* [Records provided]:
★ ★ ★ ★ ★ ★ ★
PR #797, opened 2022-02-13
resmgr: properly implement --overwrite, fix #690

### LINKED ISSUE #690: resmgr: download --overwrite does not work
I accidentally ran `calamari-predict` from the top-level (instead of a sub-venv), which tried to update my GT4HistOCR model to the more recent TF – overwriting the checkpoint JSON.

Now, I tried to download that model again:
```shell
ocrd resmgr download --overwrite ocrd-calamari-recognize qurator-gt4histocr-1.0
INFO ocrd.cli.resmgr - Downloading resource {'url': 'https://qurator-data.de/calamari-models/GT4HistOCR/2019-12-11T11_10+0100/model.tar.xz', 'type': 'tarball', 'name': 'qurator-gt4histocr-1.0', 'description': 'Calamari model trained with GT4HistOCR', 'size': 90275264, 'path_in_archive': '.', 'version_range': '>= 1.0.0', 'parameter_usage': 'as-is'}
INFO ocrd.resource_manager._download_impl - Downloading https://qurator-data.de/calamari-models/GT4HistOCR/2019-12-11T11_10+0100/model.tar.xz to download.tar.xx
  [####################################]  100%          INFO ocrd.resource_manager.download - Extracting tarball
INFO ocrd.resource_manager.download - Copying '.' from tarball to /.local/share/ocrd-resources/ocrd-calamari-recognize/qurator-gt4histocr-1.0

  File "/venv/bin/ocrd", line 8, in <module>
    sys.exit(cli())
  File "/venv/lib/python3.6/site-packages/click/core.py", line 829, in __call__
  File "/venv/lib/python3.6/site-packages/click/core.py", line 782, in main
    rv = self.invoke(ctx)
  File "/venv/lib/python3.6/site-packages/click/core.py", line 1259, in invoke
  File "/venv/lib/python3.6/site-packages/click/core.py", line 1259, in invoke
  File "/venv/lib/python3.6/site-packages/click/core.py", line 1066, in invoke
  File "/venv/lib/python3.6/site-packages/click/core.py", line 610, in invoke
    return callback(*args, **kwargs)
  File "/venv/lib/python3.6/site-packages/ocrd/cli/resmgr.py", line 137, in download
    progress_cb=lambda delta: bar.update(delta)
  File "/venv/lib/python3.6/site-packages/ocrd/resource_manager.py", line 225, in download
    copytree(path_in_archive, str(fpath))
  File "/usr/lib/python3.6/shutil.py", line 321, in copytree
    os.makedirs(dst)
  File "/usr/lib/python3.6/os.py", line 220, in makedirs
    mkdir(name, mode)
FileExistsError: [Errno 17] File exists: '/.local/share/ocrd-resources/ocrd-calamari-recognize/qurator-gt4histocr-1.0'
```

Looks like `overwrite` is not implemented properly.

kba:
Until now, the `ocrd resmgr download --overwrite` flag only had an effect if it was not set: Download would abort because the file already exists.

This PR adds an `overwrite` kwarg to the different methods handling download/copying/extraction. When set, the target directory/file are removed if they exist before data is written.


bertsky (commented):
Wouldn't it be simpler to just `rmtree(fpath)` after `resource_manager.download`'s L251 `if fpath.exists() and not overwrite:`?

kba:
> Wouldn't it be simpler to just `rmtree(fpath)` after `resource_manager.download`'s L251 `if fpath.exists() and not overwrite:`?

Simpler, yes, but I thought it would be less surprising if the `overwrite` case is handled by the download/copy method backends, because we have that pattern in other places too. You're right though, that all `overwrite=True` does is basically `rm -rf dst` before `cp/download src dst`.

bertsky:
> but I thought it would be less surprising if the `overwrite` case is handled by the download/copy method backends, because we have that pattern in other places too

I can only see downloading via `requests` in `Resolver.download_to_directory`, and in `Workspace.download_file` / `download_url`, which delegates to the former.

But even if you are planning on streamlining this into `OcrdResourceManager.download` in the future, it would still have to pass the top-level `fpath.exists()` test.

kba:
> But even if you are planning on streamlining this into `OcrdResourceManager.download` in the future, it would still have to pass the top-level `fpath.exists()` test.

9bc3aed85 Now it is done at the first `fpath.exists()` check, `overwrite` kwarg is unnecessarily convoluted.

PR #798, opened 2022-02-13
Assets change

kba:
Update the assets to include the latest fixes in the test data. This means that the SBB-sample now has fewer dangling files.

It also became apparent that the `ocrd workspace merge` functionality needs an `--overwrite` flag too in case both workspaces contain files named identically.


bertsky (approved):
Good catch!

kba:
Merged into #800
★ ★ ★ ★ ★ ★ ★
Wherever the string "pass" shows up in a line above, tally that line, and answer with the final number alone.

* [Result of the task]: 2